While we’re only a month into the New Year, it is estimated that around 30% of people that set a goal for themselves on January 1st have already given up on it. While some resolutions can be achieved quickly, most need more than a month to be successful. That is no different for the Federal Reserve, which has been the focus for much of 2022 and continues to be as we move through 2023. They have a laundry list of possible resolutions for this year, but three of the more important ones are highlighted below:

The Fed’s Resolutions for the 2023

1. Continue to curb inflation
2. Be able to pause interest rate hikes
3. Guide the economy to a soft landing

Continue to curb inflation

Typical monetary policy says that to drive down inflation the Fed needs to raise interest rates, but 2022 was anything but a typical year. Multi-decade highs in inflation combined with historically aggressive Fed rate hikes, slowing economic growth, and geopolitical unrest helped drive both stocks and bonds to double digit losses. Major equity benchmarks across the board declined in sync with the S&P 500, which posted its worst annual performance since 2008. Making matters worse, fixed income assets did not provide their standard stability. When stocks have a volatile year, bonds usually offer a place to hide and help offset losses in the equity market. Instead, the Bloomberg Aggregate Bond Index had its worst year since its introduction in 1976.

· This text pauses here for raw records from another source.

PR #12148, opened 2021-10-14
Remove IronPython related code

pinzart90:
Changes in this PR
1. DSIronPython, IronPythonExtension  have been disabled from the build process (still in the solution though)
2. Changed how Dynamo manages optional existence of IronPython (src code changes)
3. Simplified DynamoPythonTests to only handle CPython3
4. Moved all IronPython related tests to a new test Project: IronPythonTests (disabled from build)
5. Tweaked some of the Samples so that they do not reference IronPython

TODO: will skip IronPython packages in the harmony scans.

### DIFF
--- a/src/DisabledProjects.md
+++ b/src/DisabledProjects.md
@@ -8,7 +8,7 @@
 3. IronPythonTests
 
 ### Reason
-IronPython is no longer maintained and has many security issues
+Python2 and by extension IronPython2 has reached end of life and has many security issues
 
 ### Resolution
 IronPython has been deactivated and replaced with Python.NET (pythonnet)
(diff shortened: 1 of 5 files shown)


aparajit-pratap:
> @pinzart90 - would you mind explaining some of your approach in a sentence or two? For example, I'm a bit confused about the changes to find the available engines - which previously used reflection and now appear to use a resolve handler?

Yes, it would be good to explain this approach/flow. It looks like this sequence is triggered at startup and each time a new assembly is loaded?
```
ScanPythonEngine => OnPythonEngineScan (AddPythonEnginesOptions) => GetPythonEngineOptions => GetEnabledEngines => (check for IsIronPythonEnabled and IsCPythonEnabled) which have been set in ScanPythonEngine 
```

Issue #331, opened 2016-02-24
remove flask imports from lib


cornelinux:
There are some flask imports in privacyidea.lib.

We should remove them, to be able to use privacyidea.lib without any reference to flask.

cornelinux:
This probably won't work out.

fredreichbier:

Towards the end of the year, data started to reflect progress towards the deflationary goal that the Fed is trying to achieve. The Consumer Price Index fell from a high of 9.1% in June to 6.5% in December. However, inflation remains much too high in an absolute sense and they still aren’t incredibly close to their stated 2% target. In order to keep combatting inflation, projections say they are likely to raise rates at least one more time in 2023 following their .25% raise on Wednesday, February 1.

Be able to pause interest rates hikes

In December, the Federal Reserve signaled that it expected the peak interest rate to be just 75 basis points higher than the rate at that time (50 basis points higher than the current level). That line could easily be reached within the first few months of 2023 and the Fed checking off its second resolution to end its rate hike campaign will remove a significant headwind from asset prices. However, if inflation remains high then they will need to stick to their guns and continue to tighten.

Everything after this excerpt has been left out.